In their paper titled "GPT vs Human for Scientific Reviews: A Dual Source Review on Applications of ChatGPT in Science," authors Chenxi Wu, Alan John Varghese, Vivek Oommen, and George Em Karniadakis explore the potential of Large Language Models (LLMs) in speeding up scientific reviews. These LLMs have the capability to utilize unbiased quantitative metrics, foster cross-disciplinary connections, and pinpoint emerging trends and research gaps by analyzing vast amounts of data. However, the authors note that current LLMs lack a deep understanding of complex methodologies and struggle with evaluating innovative claims. They are also unable to address ethical concerns and conflicts of interest.
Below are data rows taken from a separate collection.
PR #25522, opened 2020-07-14
Fix hang  in seq_topk_avg_pooling op

Aurelius84:
### PR types

Bug fixes
### PR changes

OPs
### Describe

Related issue： https://github.com/PaddlePaddle/Paddle/issues/24304

#### 1. Problem Description
While using `circle_loss` in user's defined model, the training thread will hang up and never exit. The log shows thread hang in function `get_topk_pos` from `sequence_topk_avg_pooing_op`.

**The indeed reason is as followed:**
```cpp
{
std::vector<T> v(data, data+length);

T min_val = std::numeric_limits<T>::lowest();
T max_val = min_val;
// if v[i] is NAN, `v[i] > max_val` will return false.
if (v[i] > max_val) {
        max_pos = i;
        max_val = v[i];
      }
// so here max_pos = -1 which leads to illegal visit for vector[-1]
v[max_pos] = min_val;   // illegal visit
}
```

In the end of function, C++ will deconstruct vector `v` but found it has illegal visit. However, it will not throw exception while deconstruction process.

So ,the outer `thread` will not exit and `threads.join()` will wait the child thread finish but no way. So the main program hangs.

#### 2. Solution
The direct reason is `NAN` comes out in training model. We refactor the implementation of the `get_top_pos` to avoid illegal visit in vector. If encounter `NAN`, this op will execute normally and will not hang.

### DIFF
--- a/paddle/fluid/operators/sequence_ops/sequence_topk_avg_pooling_op.h
+++ b/paddle/fluid/operators/sequence_ops/sequence_topk_avg_pooling_op.h
@@ -50,7 +50,7 @@ static void get_topk_pos(const T* data, int length, int k, int* pos) {
     }
     VLOG(3) << "top" << id_k + 1 << " index is : " << max_pos;
     PADDLE_ENFORCE_GE(max_pos, 0,
-                      framework::platform::errors::PreconditionNotMet(
+                      platform::errors::PreconditionNotMet(
                           "Expected max_pos >= 0, but received -1. Probably "
                           "because the input data contains `Nan`."));
 
--- a/paddle/fluid/operators/sequence_ops/sequence_topk_avg_pooling_op.h
+++ b/paddle/fluid/operators/sequence_ops/sequence_topk_avg_pooling_op.h
@@ -15,6 +15,7 @@ limitations under the License. */
 #pragma once
 #include <limits>
 #include <string>
+#include <unordered_set>
 #include <vector>
 #include "paddle/fluid/framework/eigen.h"
 #include "paddle/fluid/framework/op_registry.h"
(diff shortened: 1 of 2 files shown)


paddle/fluid/operators/sequence_ops/sequence_topk_avg_pooling_op.h
```diff
@@ -70,20 +74,29 @@ class SequenceTopkAvgPoolingKernel : public framework::OpKernel<T> {
...
+    PADDLE_ENFORCE_EQ(
+        col->lod().empty(), false,
+        platform::errors::InvalidArgument(
+            "Input(COLUMN) Tensor of SequenceTopkAvgPoolingOp does "
+            "not contain LoD information."));
 
     auto channel_num = context.Attr<int>("channel_num");
     auto topks = context.Attr<std::vector<int>>("topks");
     auto k_num = topks.size();
     auto max_k = topks[topks.size() - 1];
```
zhiqiu, line 97: Better check `tops.size() > 0`, otherwise `topks.size() - 1` may be negative which is prone to error.

Aurelius84: Thanks, I check `topk.size>0` and `channel_num >0` in `Infershape`.

paddle/fluid/operators/sequence_ops/sequence_topk_avg_pooling_op.h
```diff
@@ -13,52 +13,56 @@ See the License for the specific language governing permissions and
...
+  // reversely assign value
+  int real_k = topk_queue.size();
+  for (int i = real_k - 1; i >= 0; i--) {
+    pos[i] = topk_queue.top().second;
+    topk_queue.pop();
   }
-
-  for (size_t i = 0; i < topk_pos.size(); ++i) {
-    pos[i] = topk_pos[i];
+  // fill -1 if needed
```
zhhsplendid: 1. -1 has better to be a constant at the head of file
2. comment "if needed" should be more detailed. For example, "fill 'const name of -1' for the positions where don't have data"

paddle/fluid/operators/sequence_ops/sequence_topk_avg_pooling_op.h
```diff
@@ -13,52 +13,56 @@ See the License for the specific language governing permissions and
...
-        max_pos = i;
-        max_val = v[i];
+static void get_topk_pos(const T* data, int length, int k, int* pos) {
+  VLOG(3) << "length: " << length << " , k : " << k;
+
+  std::priority_queue<std::pair<T, int>, std::vector<std::pair<T, int>>,
+                      std::greater<std::pair<T, int>>>
+      topk_queue;
+
+  for (int i = 0; i < length; i++) {
```
zhhsplendid: In the future, you can use ++i/--i instead of i++/i--.

The reason is: https://google.github.io/styleguide/cppguide.html#Preincrement_and_Predecrement

paddle/fluid/operators/sequence_ops/sequence_topk_avg_pooling_op.h
Aurelius84: Thx, done~

paddle/fluid/operators/sequence_ops/sequence_topk_avg_pooling_op.h
Aurelius84: Thx, done~

PR #25527, opened 2020-07-14
make preloading ligbomp more robust, test=develop

zhiqiu:
### PR types

Bug fixes
### PR changes

Others
### Describe

Related #25390
Make preloading ligbomp more robust, for example, handle the case when `libgomp.so` is not used.


luotao1 (approved):
LGTM

PR #25551, opened 2020-07-15
[Dy2Static] Convert assert stmt with new function `convert_assert`

liym27:
### PR types

Others
### PR changes

Others
### Describe

- Add function `convert_assert` to run the transformed code dynamically:
All assert stmts are transformed whether it depends on Tensor or not;
But in run-time, the code will be run in different ways (1) run paddle op like `layers.Assert`; (2) run python assert. How it runs depends on whether it depends on Tensor.


zhhsplendid (approved):
LGTM

PR #23181, opened 2020-03-24
Feature/expand params in auto-generated pybind functions for dygraph operators

zhiqiu:
Related #21569
This PR changes the auto-generated pybind functions for dygraph operators, remove maps in function args to improve performance.

Train ptb for one epoch on v100 GPU place,
before: 112.269 
after: 107.502 
time reduced: -4%

The generated pybind functions can be see [here](https://gist.github.com/zhiqiu/8ed09c348fa27228d409c7740e25c01e).

PR #25552, opened 2020-07-15
add tool to count all op-related api that without core.ops, test=develop

zhiqiu:
### PR types

Others
### PR changes

Others
### Describe

Add tool to count all op-related APIs that without `core.ops`

- Background
In order to get better performance, we use code-generation technique to generate a pybind function for each Operator in PR #21569 and PR #23181, named `core.ops.xxx`.
So, for op-related APIs, we need to upgrade them, to call these auto-generated pybind functions in imperative(dygraph) mode instead of `append_op`. 
For example,

```
def log(x, name=None):
    if in_dygraph_mode():
        return core.ops.log(x)  // call core.ops.log 

    check_variable_and_dtype(x, 'x', ['float32', 'float64'], "log")
    inputs = {'X': [x]}
    helper = LayerHelper('log', **locals())
    dtype = helper.input_dtype(input_param_name='x')
    out = helper.create_variable_for_type_inference(dtype)
    helper.append_op(type="log", inputs={"X": x}, outputs={"Out": out})
    return out
```

This PR adds a tool to count and list the op-related APIs that haven't upgrade to `core.ops`.

### DIFF
--- a/tools/count_api_without_ops.py
+++ b/tools/count_api_without_ops.py
@@ -1,0 +1,140 @@
+# Copyright (c) 2020 PaddlePaddle Authors. All Rights Reserved.
+#
+# Licensed under the Apache License, Version 2.0 (the "License");
+# you may not use this file except in compliance with the License.
+# You may obtain a copy of the License at
+#
+#     http://www.apache.org/licenses/LICENSE-2.0
+#
+# Unless required by applicable law or agreed to in writing, software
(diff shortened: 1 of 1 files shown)


zhiqiu:
Current progess:

OP-related APIs with core.ops : 208
OP-related APIs without core.ops : 468

chenwhql (approved):
LGTM

PR #25579, opened 2020-07-16
[Dy2Stat] Fix scope in run_program_op

Aurelius84:
### PR types

Bug fixes
### PR changes

OPs
### Describe

Fix scope in run_program_op

While training some model, such as Reinforcement learning，we will call multi-step forward and then apply backward all at once. When calling forward every time, we should keep all vars data in step scope, but only one shared scope is available in `run_program_op`. In this PR, I use sub scope to hold the vars instead of inner scope to handle this problem, and drops all sub scopes after backward or `is_test=True`


python/paddle/fluid/tests/unittests/dygraph_to_static/test_reinforcement_learning.py
```diff
@@ -0,0 +1,214 @@
...
+            del policy.rewards[:]
+            del policy.saved_log_probs[:]
+
+            return returns
+
+        loss_data = []
+        running_reward = 10
+        for i_episode in itertools.count(1):
+            state, ep_reward = env.reset(), 0
+            for t in range(1, 1000):  # default 1000
```
zhhsplendid: I saw the original model code is 10000? May be you can change "#default 1000" to "# The default loop number is 10000 in models, we changed it to 1000 for smaller test"

paddle/fluid/operators/run_program_op.h
```diff
@@ -232,10 +232,17 @@ class RunProgramOpKernel : public framework::OpKernel<T> {
 
     auto exe_ctx = exe.Prepare(*program, 0, skip_vars);
 
-    // get scope and clear old vars
-    framework::Scope &scope = *(out_scope_vec->front());
-    auto local_vars = scope.LocalVarNames();
-    scope.EraseVars(local_vars);
+    // NOTE(Aurelius84): While training some models, forward can be called many
+    // times and then apply
```
zhhsplendid: Why is the comment line break so strange? Can you fix it?

paddle/fluid/operators/run_program_op.h
```diff
@@ -251,6 +258,12 @@ class RunProgramOpKernel : public framework::OpKernel<T> {
 
     // Debug info: scope info when run end
     VLOG(3) << framework::GenScopeTreeDebugInfo(out_scope_vec->front());
+    // Step 5. Drop all children scopes while testing.
+    if (is_test) {
+      out_scope_vec->front()->DropKids();
+    }
+    VLOG(2) << "number of sub scope after forward: "
```
zhhsplendid: Tiny English issue:

"The number of sub scopes after forward:"

Notice the sub scope(s)

Same as the similar sentences below.

paddle/fluid/operators/run_program_op.h
Aurelius84: It seems modified by `pre-commit` tools. 

Thx, fixed.

python/paddle/fluid/tests/unittests/dygraph_to_static/test_reinforcement_learning.py
Aurelius84: Thx, done~

paddle/fluid/operators/run_program_op.h
Aurelius84: Thx, done~

PR #25581, opened 2020-07-16
just skip case of distribute on windows

zhwesky2010:
### PR types

Others
### PR changes

Others
### Describe

Add unittests on windows, and skip case of distribution on windows.


luotao1 (approved):
LGTM

PR #25584, opened 2020-07-17
Fix test pe seresnext unittests failed on windows

chenwhql:
### PR types

Others
### PR changes

Others
### Describe

`test_parallel_executor_seresnext_***_cpu` unittests will appear NaN steadily in windows CI. After analysis, it is found that windows CI will run all the training unittests with the ON_INFER option turned on, which will not appear in other CIs. The calculation behavior of some ops in inference mode is inconsistent with that in non-inference mode.


zhwesky2010 (approved):
LGTM

PR #25534, opened 2020-07-14
GRU model xnli dataset C++ tester

lidanqing-intel:
### PR types
Others

### PR changes
Others 

### Describe
Add C++ test for GRU model because python script has more overhead.

Issue #14837, opened 2018-12-10
The `fc_gru_fuse_pass` breaks accuracy in C-API CRNN-CTC inference.


wojtuss:
The `fc_gru_fuse_pass` breaks accuracy when running CRNN-CTC inference using the C-API.

The application
https://github.com/wojtuss/models/tree/wojtuss/capi-ocr-recognition/fluid/PaddleCV/ocr_recognition/capi
runs inference using the CRNN-CTC trained model
https://github.com/wojtuss/models/blob/wojtuss/capi-ocr-recognition/fluid/PaddleCV/ocr_recognition/models/CRNN-CTC_model.tar.gz
 (with weights from Baidu, with EditDistance evaluator added) on the standard dataset.

With the `fc_gru_fuse_pass` disabled in `infer_ocr_recognition.cc:233` the accuracy we get from the app is equal to the accuracy we get using python `eval.py` script: avg distance = 0.09206844, avg seq error = 0.2425.
With the `fc_gru_fuse_pass` enabled, the accuracy gets lost: avg seq error = 1.0000.

The script
https://github.com/wojtuss/models/blob/wojtuss/capi-ocr-recognition/fluid/PaddleCV/ocr_recognition/capi/infer_ocr_with_accuracy.sh
provides an example of how to run the application.

luotao1:
Yes, we already find that `fc_gru_fuse_pass` breaks accuracy in CRNN-CTC, but we don't have a priority to fix it. You can remove this pass in CRNN-CTC at first:
```
config.pass_builder()->DeletePass("fc_gru_fuse_pass");
```

wojtuss:
OK, thanks!

wojtuss:
@frankwhzhang , was this issue fixed?

luotao1:
@wojtuss It hasn't fixed now.

Sand3r-:
Is it known whether the problem lies within the kernel or within the pass? Or perhaps both?

luotao1:
Sorry, we don't confirm it so far. @Sand3r-

luotao1:
@bingyanghuang

PR #25594, opened 2020-07-17
Add oneDNN fusion_gru kernel

grygielski:
### PR types
New features

### PR changes
OPs

### Describe
This PR adds oneDNN fp32 GRU kernel. It also fixes the fc+gru pass.

### DIFF
--- a/cmake/operators.cmake
+++ b/cmake/operators.cmake
@@ -118,13 +118,13 @@ function(op_library TARGET)
 "tensor_array_read_write_op" "tensorrt_engine_op" "conv_fusion_op"
 "fusion_transpose_flatten_concat_op" "fusion_conv_inception_op"
 "sync_batch_norm_op" "dgc_op" "fused_fc_elementwise_layernorm_op"
-"multihead_matmul_op" "fusion_group_op" "fused_bn_activation_op" "fused_embedding_eltwise_layernorm_op")
+"multihead_matmul_op" "fusion_group_op" "fused_bn_activation_op" "fused_embedding_eltwise_layernorm_op" "fusion_gru_op")
         if ("${TARGET}" STREQUAL "${manual_pybind_op}")
             set(pybind_flag 1)
         endif()
     endforeach()
 
-    # The registration of USE_OP, please refer to paddle/fluid/framework/op_registry.h.
+# The registration of USE_OP, please refer to paddle/fluid/framework/op_registry.h.
     # Note that it's enough to just adding one operator to pybind in a *_op.cc file.
     # And for detail pybind information, please see generated paddle/pybind/pybind.h.
     file(READ ${TARGET}.cc TARGET_CONTENT)
--- a/cmake/operators.cmake
+++ b/cmake/operators.cmake
@@ -124,7 +124,7 @@ function(op_library TARGET)
         endif()
     endforeach()
 
-# The registration of USE_OP, please refer to paddle/fluid/framework/op_registry.h.
+    # The registration of USE_OP, please refer to paddle/fluid/framework/op_registry.h.
     # Note that it's enough to just adding one operator to pybind in a *_op.cc file.
     # And for detail pybind information, please see generated paddle/pybind/pybind.h.
     file(READ ${TARGET}.cc TARGET_CONTENT)
--- a/paddle/fluid/operators/fused/CMakeLists.txt
+++ b/paddle/fluid/operators/fused/CMakeLists.txt
@@ -7,7 +7,12 @@ register_operators(EXCLUDES
     fused_fc_elementwise_layernorm_op
     multihead_matmul_op
     fused_embedding_eltwise_layernorm_op
-    fusion_group_op)
+    fusion_group_op
+    fusion_gru_op)
+
+# fusion_gru_op does not have CUDA kernel
+op_library(fusion_gru_op)
+file(APPEND ${pybind_file} "USE_CPU_ONLY_OP(fusion_gru);\n")
 
 if (WITH_GPU)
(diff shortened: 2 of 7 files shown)


grygielski:
@luotao1 Could you advice me on failing PR-CI-Coverage? It seems to look for CUDA kernel of `fusion_gru` but I've only registered MKLDNN version of CPU kernel.

grygielski:
@luotao1 I've tested this PR on CAPI model prepared by @lidanqing-intel (https://github.com/PaddlePaddle/Paddle/pull/25534) and received significant performance boost. For native PP GRU kernel, model runs with 2660.65 FPS and for oneDNN fusion_gru, introduced by this PR, the performance increase to 4770.75 FPS. We have also tested bfloat16 performance of this model on CPX machine and received 5803.67 FPS. We have some ideas that could speed this model even further but we need this PR to be merged. I'm having some problems with CIs, could you look at logs and ask appropriate people for help (there are some CUDA-related errors)?

luotao1:
> It also fixes the fc+gru pass.

Could you fix the fc+gru pass in a separate PR, since you can cherry-pick into release/1.8, and we will release 1.8.4 later.

If you fix the fc+gru pass, #14837 could be closed? And could you verify it in a unit-test, i.e, remove line60 in `analyzer_vis_tester.cc`
https://github.com/PaddlePaddle/Paddle/blob/b4b169467ba27d04e6d4bd5c6bc3f7abbba04c65/paddle/fluid/inference/tests/api/analyzer_vis_tester.cc#L53-L61

grygielski:
@luotao1 I've done that in https://github.com/PaddlePaddle/Paddle/pull/25687

grygielski:
@luotao1 I'm still getting the same error about fusion_gru CUDA kernel not being registered. It seems to be a bug with pybind (and cmake/operators.cmake file), can someone help with that?

luotao1:
> I'm still getting the same error about fusion_gru CUDA kernel not being registered

@donproc Could you help see it?

donproc:
> @luotao1 I'm still getting the same error about fusion_gru CUDA kernel not being registered. It seems to be a bug with pybind (and cmake/operators.cmake file), can someone help with that?

@grygielski 

Would you please try to add `"fusion_gru_op"` to operators.cmake as following

```
    # Define operators that don't need pybind here.

    foreach(manual_pybind_op "compare_reduce_op" "compare_op" "logical_op" "nccl_op"
"tensor_array_read_write_op" "tensorrt_engine_op" "conv_fusion_op"
"fusion_transpose_flatten_concat_op" "fusion_conv_inception_op"
"sync_batch_norm_op" "dgc_op" "fused_fc_elementwise_layernorm_op"
"multihead_matmul_op" "fusion_group_op" "fused_bn_activation_op" "fused_embedding_eltwise_layernorm_op" "fusion_gru_op")
        if ("${TARGET}" STREQUAL "${manual_pybind_op}")
            set(pybind_flag 1)
        endif()
    endforeach()
```

We can pass the compiling but I'm not clear about the side effects now

grygielski:
@donproc It seems that it doesn't work well

donproc:
> @donproc It seems that it doesn't work well

@grygielski May you show more details? Can you pass the compiling? Side effects?

grygielski:
@donproc 
fusion_gru UTs fail with:
` ValueError: Operator "fusion_gru" has not been registered. `
model UTs with fusion_gru fails with:
` Error: Operator fusion_gru has not been registered [Hint: op_info_ptr should not be null.] at (/paddle/paddle/fluid/framework/op_info.h:140) `

But it passes compiling

donproc:
@grygielski 

This fused Op applys only in oneDNN, seems no cuda implementation; But the default bind requires cpu and cuda implementation, so we need bind this op manually.

Would you please try to add xxx to fused/CMakeLists.txt as following

```
register_operators(EXCLUDES
    fused_bn_activation_op
    conv_fusion_op
    fusion_transpose_flatten_concat_op
    fusion_conv_inception_op
    fused_fc_elementwise_layernorm_op
    multihead_matmul_op
    fused_embedding_eltwise_layernorm_op
    fusion_group_op
    fusion_gru_op) # exclude this op bind
```

and 

```
if (WITH_MKLDNN)
    # fusion_gru_op
    op_library(fusion_gru_op)
    file(APPEND ${pybind_file} "USE_CPU_ONLY_OP(fusion_gru);\n")
endif(WITH_MKLDNN)
```
Seems ugly, we may revise lately.

I can pass the compiling and can bind op, but the unittest failed.  Would you please check again?

grygielski:
@donproc  I'll try that but keep in mind that `fusion_gru` not only has oneDNN kernel but also plain CPU kernel so it should be included also if PP is being built without MKLDNN.

donproc:
> @donproc I'll try that but keep in mind that `fusion_gru` not only has oneDNN kernel but also plain CPU kernel so it should be included also if PP is being built without MKLDNN.

Yes,  we should keep the cpu plain kernel

1/2 Test #442: test_fusion_gru_op ...............   Passed    3.60 sec

donproc:
> @donproc I'll try that but keep in mind that `fusion_gru` not only has oneDNN kernel but also plain CPU kernel so it should be included also if PP is being built without MKLDNN.

I just understood what you said, yes , cpu should be enabled defalut.

```

# fusion_gru_op
op_library(fusion_gru_op)
file(APPEND ${pybind_file} "USE_CPU_ONLY_OP(fusion_gru);\n")

```

grygielski:
It seems everything works now, thanks a lot @donproc :)

wojtuss (approved):
LGTM

PR #25652, opened 2020-07-22
update init gflag to support update user-defined flags test=develop

qjing666:
### PR types
Function optimization

### PR changes
APIs

### Describe
Previous InitGflags api only call once when import fluid, while users cannot update the gflags during the runtime. 
In this PR, I update the api for optimization.

### DIFF
--- a/paddle/fluid/platform/init.cc
+++ b/paddle/fluid/platform/init.cc
@@ -55,38 +55,35 @@ namespace framework {
 #define strdup _strdup
 #endif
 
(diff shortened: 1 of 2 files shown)


zhiqiu:
Maybe we can use API `set_flags` to update flags.

qjing666:
> Maybe we can use API `set_flags` to update flags.

Thank you for the reply, I will close the PR if set_flag api meet my requirement.

PR #25676, opened 2020-07-23
[Paddle-TRT]Add trt int8 support for elementwise_mul and scale

cryoco:
### PR types

Performance optimization
### PR changes

Others
### Describe

Add trt int8 support for elementwise_mul and scale.


juncaipeng (approved):
LGTM

PR #25687, opened 2020-07-23
Fix FC + GRU fuse pass

### LINKED ISSUE #14837: The `fc_gru_fuse_pass` breaks accuracy in C-API CRNN-CTC inference.

grygielski:
### PR types
Bug fixes

### PR changes
Others

### Describe
This PR fixes FC + GRU fuse pass and enables it in OCR unit test. It should fix https://github.com/PaddlePaddle/Paddle/issues/14837 issue.

### DIFF
--- a/paddle/fluid/framework/ir/fc_gru_fuse_pass.cc
+++ b/paddle/fluid/framework/ir/fc_gru_fuse_pass.cc
@@ -26,15 +26,15 @@ static int BuildFusion(Graph* graph, const std::string& name_scope,
   GraphPatternDetector gpd;
   auto* pattern = gpd.mutable_pattern();
 
-  // Create pattern.
-  patterns::FC fc_pattern(pattern, name_scope);
-  patterns::GRU gru_pattern(pattern, name_scope);
-
   PDNode* x =
       pattern->NewNode(patterns::UniqueKey("x"))->assert_var_not_persistable();
 
+  // Create pattern.
+  patterns::FC fc_pattern(pattern, name_scope);
   auto* fc_out = fc_pattern(x, with_fc_bias, /* with_relu */ false);
   fc_out->AsIntermediate();  // fc_out is a tmp var, will be removed after fuse.
+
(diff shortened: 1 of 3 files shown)


luotao1:
Nice!! Could you explain where is the bug and how do you find it? We are so interested in it.

grygielski:
The main bug for OCR model was not preserving activation functions during fuse. GRU in OCR has following activation attributes:
image
And during pass, these attributes were not forwarded so `fusion_gru` kernel used default ones: sigmoid/tanh.

Another problem was with recalculating bias in a weird way. There was a new variable created during pass and its values were calculated but then, the old bias was linked to `fusion_gru`. I've changed that in a way that Bias variable from GRU is recalculated based on FC bias and then linked to new `fusion_gru` operator.

luotao1 (approved):
LGTM

luotao1:
Please cherry-pick into release/1.8

PR #25688, opened 2020-07-23
correct the LookaheadOptimizer programDesc

mapingshuo:
### PR types

Bug fixes

### PR changes

APIs

### Describe

correct the LookaheadOptimizer programDes


zhiqiu (approved):
LGTM.
LookaheadOptimizer does not support dygraph.

PR #25694, opened 2020-07-24
Add macro check for using TRT api dynamicRangeIsSet()

cryoco:
### PR types

Bug fixes
### PR changes

Others
### Describe

Add macro check for using TRT api dynamicRangeIsSet(),  because it is only available in TRT version equal or  higher than 5.1.2.2


NHZlX (approved):
LGTM

PR #25714, opened 2020-07-24
fix bug: cross OP behavior is not as expected when axis=0, test=develop

LutaoChu:
### PR types

Bug fixes
### PR changes

OPs
### Describe

fix bug: Axis =0 does not actually work


wawltor (approved):
LGTM

PR #25725, opened 2020-07-26
records the offset of log when creating by paddle.distributed.launch

gavin1332:
### PR types
Function optimization

### PR changes
Others

### Describe
when a distributed training invoked by paddle.distributed.launch with `--log_dir` set, the log is appended to the log file instead of overridden, so we should record the offset of log file to distinguish the new log from the old one.
the preceding related PR: https://github.com/PaddlePaddle/Paddle/pull/25304/files


gongweibao (approved):
LGTM

PR #25730, opened 2020-07-27
Fix trt instance norm plugin

cryoco:
### PR types

Bug fixes
### PR changes

Others
### Describe

Fix trt instance norm plugin by adding `return`, and re-enable trt instance norm unittest on GCC8.


chalsliu (approved):

NHZlX (approved):
LGTM

PR #25749, opened 2020-07-27
saving inference model when user define activation or weight preprocess function

yukavio:
### PR types

New features
### PR changes

APIs
### Describe

saving inference model when user define activation or weight preprocess function


baiyfbupt (approved):

baiyfbupt:
need add save_dict and load_dict in paddleslim.quant

PR #25768, opened 2020-07-28
add pipeline optimizer for fleet

sandyhouse:
### PR types

New features
### PR changes

APIs
### Describe

Add pipeline optimizer for fleet api.
With pipeline, we mean splitting a model into multiple sub-models, each of which is put on a computing device (CPU, or GPU).
A simple example to use it:
```python
loss = build_model()
strategy = paddle.fleet.DistributedStrategy()
strategy.pipeline = True
strategy.pipeline_configs = {'micro_batch': 2}

optimizer = paddle.optimizer.SGD(learning_rate=0.01)
optimizer.minimize(loss)
```

Two steps are needed to use pipeline:

- use fleet.distributed_optimizer to wrap the traditional optimizer;
- set strategy.pipeline to True

You also can use strategy.pipeline_configs to configure the parameter for pipeline. The only parameter is micro_batch, which is the number of microbatches for each mini-batch.


python/paddle/fluid/tests/unittests/test_fleet_pipeline_meta_optimizer.py
```diff
@@ -0,0 +1,64 @@
...
+# limitations under the License.
+
+import unittest
+import paddle
+import os
+
+
+class TestFleetMetaOptimizer(unittest.TestCase):
+    def setUp(self):
+        os.environ["POD_IP"] = "127.0.0.1"
```
guru4elephant: You can just remove this setUp I think

sandyhouse: Some of these environment variables are needed for the current version of PaddleCloudRoleMaker, for example PADDLE_TRAINER_ENDPOINTS.

PR #25781, opened 2020-07-28
Fix dygraph grad bugs

phlrain:
### PR types
Bug fixes

### PR changes
APIs

### Describe

修复 #25703


paddle/fluid/imperative/partial_grad_engine.cc
```diff
@@ -36,6 +36,15 @@
 namespace paddle {
 namespace imperative {
 
+struct hash_pair {
```
zhhsplendid: NIT: suggest to name struct like "HashPair". However, since Paddle already has lot of places named like this, it also OK to me if we don't change.

Reference:
https://google.github.io/styleguide/cppguide.html#Type_Names

phlrain: DONE

paddle/fluid/imperative/partial_grad_engine.cc
```diff
@@ -36,6 +36,15 @@
 namespace paddle {
 namespace imperative {
 
+struct HashPair {
+  template <class T1, class T2>
+  size_t operator()(const std::pair<T1, T2> &p) const {
```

The study focuses on 13 GPT-related papers from various scientific domains that were reviewed by both a human reviewer and SciSpace, a large language model. The reviews were then evaluated by three different types of evaluators: GPT-3.5 (uninformed evaluator), a crowd panel, and GPT-4 (informed evaluator). The findings reveal that 50% of SciSpace's responses to objective questions align with those of a human reviewer. Interestingly, GPT-4 often rated the human reviewer higher in accuracy while favoring SciSpace for structure, clarity, and completeness. When it comes to subjective questions, uninformed evaluators like GPT-3.5 and the crowd panel displayed varying preferences between SciSpace and human responses. The crowd panel specifically showed a preference for human responses in these cases. However,GPT-4 rated both SciSpace and human responses equally in terms of accuracy and structure but leaned towards SciSpace for completeness. This study sheds light on the strengths and limitations of using large language models like SciSpace in scientific reviews. While they show promise in certain aspects such as structuring information comprehensively, there is still room for improvement in areas requiring deep understanding of methodologies and ethical considerations. Further research may help enhance the capabilities of these models for more effective scientific review processes across disciplines.
Created on 25 Mar. 2026

Assess the quality of the AI-generated content by voting

Score: 0

Why do we need votes?

Votes are used to determine whether we need to re-run our summarizing tools. If the count reaches -10, our tools can be restarted.

Similar papers summarized with our AI tools

Navigate through even more similar papers through a

tree representation

Look for similar papers (in beta version)

By clicking on the button above, our algorithm will scan all papers in our database to find the closest based on the contents of the full papers and not just on metadata. Please note that it only works for papers that we have generated summaries for and you can rerun it from time to time to get a more accurate result while our database grows.

Disclaimer: The AI-based summarization tool and virtual assistant provided on this website may not always provide accurate and complete summaries or responses. We encourage you to carefully review and evaluate the generated content to ensure its quality and relevance to your needs.